I keep having to add updates to this post, because I keep remembering lines and scenes that I’d like to hold and hug like a tangible thing. Almost every scene seems to simply make this movie. Joe Junior is fat and also owns clothes that are too small to fit (Lucy totally judges him. Why? All her stuff is too big to fit.) and has an unsophisticated mind and voice (playing to type much?), but even he stops being so commonplace, and it comes out of the blue I could move in here he says huskily, I bet you Papa’d knock 50 bucks of the rent most pathetically (sub-text: If I paid you, would you live with me? For a price would you love me?). Ahh, I’m butter in the hands of a skillful actor.
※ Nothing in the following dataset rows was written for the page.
PR #260, opened 2018-02-08
Bulk insert add wfs

montoyjh:
I've found myself in need of a more efficient method of workflow addition to the launchpad lately (e. g. for adding thousands of workflows at a time), so I wrote a method that does it a bit more efficiently using some of mongo's bulk insertion functionality.

I'm not really sure if this is a good idea for the master branch (it seems less secure than adding them one at a time), but I figured I'd submit this PR to see if there was any feedback on how it might be adapted for general use (or if there's a better strategy), if there are any issues.

Also included rudimentary unit test.

### DIFF
--- a/fireworks/core/launchpad.py
+++ b/fireworks/core/launchpad.py
@@ -315,7 +315,7 @@ class LaunchPad(FWSerializable):
         self.m_logger.info('Added a workflow. id_map: {}'.format(old_new))
         return old_new
 
-    def add_wfs(self, wfs):
+    def bulk_add_wfs(self, wfs):
         """
         Adds a list of workflows to the fireworks database
         using insert_many for both the fws and wfs, is
@@ -351,9 +351,9 @@ class LaunchPad(FWSerializable):
 
         # Insert all fws and wfs, do workflows first so fws don't
         # get checked out prematurely
-        self.workflows.insert_many([wf.to_db_dict() for wf in wfs])
-        all_fws = chain.from_iterable([wf.fws for wf in wfs])
-        self.fireworks.insert_many([fw.to_db_dict() for fw in all_fws])
+        self.workflows.insert_many(wf.to_db_dict() for wf in wfs)
+        all_fws = chain.from_iterable(wf.fws for wf in wfs)
+        self.fireworks.insert_many(fw.to_db_dict() for fw in all_fws)
         return None
 
     def append_wf(self, new_wf, fw_ids, detour=False, pull_spec_mods=True):
@@ -1370,7 +1370,7 @@ class LaunchPad(FWSerializable):
             set_spec = {'$set': {'spec._recovery': recovery}}
             if recover_mode == 'prev_dir':
                 prev_dir = self.get_launch_by_id(recovery.get('_launch_id')).launch_dir
-                set_spec['$set']['spec._launch_dir'] = prev_dir 
+                set_spec['$set']['spec._launch_dir'] = prev_dir
             self.fireworks.find_one_and_update({"fw_id": fw_id}, set_spec)
 
         # If no launch recovery specified, unset the firework recovery spec
@@ -1583,7 +1583,7 @@ class LaunchPad(FWSerializable):
                                                             })
                     if f:
                         self._refresh_wf(fw_id)
-                
+
                 if 'checkpoint' in offline_data:
                     m_launch.touch_history(checkpoint=offline_data['checkpoint'])
                     self.launches.find_one_and_replace({'launch_id': m_launch.launch_id},
--- a/fireworks/core/launchpad.py
+++ b/fireworks/core/launchpad.py
@@ -13,6 +13,8 @@ import random
 import time
 import traceback
 from collections import OrderedDict, defaultdict
+from itertools import chain
+from tqdm import tqdm
 
 from pymongo import MongoClient
 from pymongo import DESCENDING, ASCENDING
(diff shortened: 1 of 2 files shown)


computron:
Thanks!

This method is of course a bit more unsafe than usual since there is no rollback (every one in a while, I really miss SQL)

Can you give an idea of how much speedup there is for inserting 1000 workflows? 2X, 10X, 100X, etc.? I am not looking for an official test, just your general experience. I am asking because others have wanted bulk insertion speedup  (see https://github.com/materialsproject/fireworks/pull/240) so I would like to pull it, but just want to balance safety vs performance gain. I don't want to propose people sacrifice safety for a small performance boost for example.

computron:
Btw you can probably make the "unused variable n" go away using something like:

for _ in range(1000):

since "_" is usually recognized as a dummy/unused var

computron:
@richardjgowers this PR is relevant to you based on our previous discussions in case you have any comments / thoughts

richardjgowers:
@computron thanks for the ping, I'll have a look at this over the weekend

montoyjh:
Yep.  I'll benchmark and get back to you.

fireworks/core/tests/test_launchpad.py
```diff
@@ -113,6 +114,22 @@ def test_add_wf(self):
...
+            wfs.append(Workflow([Firework(ftask, name='lorem')
+                                 for n in range(0, randint(3, 10))],
+                                name='lorem workflow'))
+        self.lp.add_wfs(wfs)
+        num_fws_total = sum([len(wf.fws) for wf in wfs])
+        distinct_fw_ids = self.lp.fireworks.distinct('fw_id', {'name': 'lorem'})
+        self.assertEqual(len(distinct_fw_ids), num_fws_total)
+        num_wfs_in_db = len(self.lp.get_wf_ids({"name": "lorem workflow"}))
+        self.assertEqual(num_wfs_in_db, len(wfs))
+        self.lp.reset('', require_password=False, max_reset_wo_password=1000)
```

Or maybe I just really like an Aristotlian catharsis.
Okay, really finally, Peter out of his coma is hilarious. I never noticed that he was getting married in a blazer draped over his hospital pajamas. Or that he involuntarily uses Lucy’s full name to propose to her, presumably because he remembers it from when she was talking to him when he was unconscious which is a great nod back to the beginning of the movie. The entire proposal is a masterpiece of comedy through the high tone of Peter’s proposal and his fuzzy grasp of what is actually going on. We notice immediately that it’s really more about Peter than it is about Lucy. He’s still so self-centered he doesn’t notice that even when he thinks he’s proposing to someone else he’s still just thinking about himself. But she can’t be swept away by the shallow romance (a high-cultural reference like”La Rue du Faubourg, Saint Honore” doesn’t mean anything to Lucy personally, and proposals should at the very least be relevant to the person proposed to). Humour is in the reception of the proposal by the suggestible people in the room -Peter’s ward mate helps him along with explaining the proposal to Lucy and the duty-nurse faints because she can’t take the drama anymore.
Peter: You know what? Facing death makes a man evaluate his life. And l´ve been thinkin´ about mine, and l haven´t liked what l´ve seen. l´ve seen a man who has courtside tickets to the Bulls, a, a lucrative investment portfolio, an apartment on La Rue du Faubourg, Saint Honore. Lucy: Where?
Ward Mate: Paris. Peter: But l´ve also seen a man who has no one to trust. No one to want to have a son with. You were there when l needed someone the most. You gave me a second chance at life. Took a coma to wake me up. My family loves ya. l might as well love you. Lucy Eleanor Moderatz, will you marry me?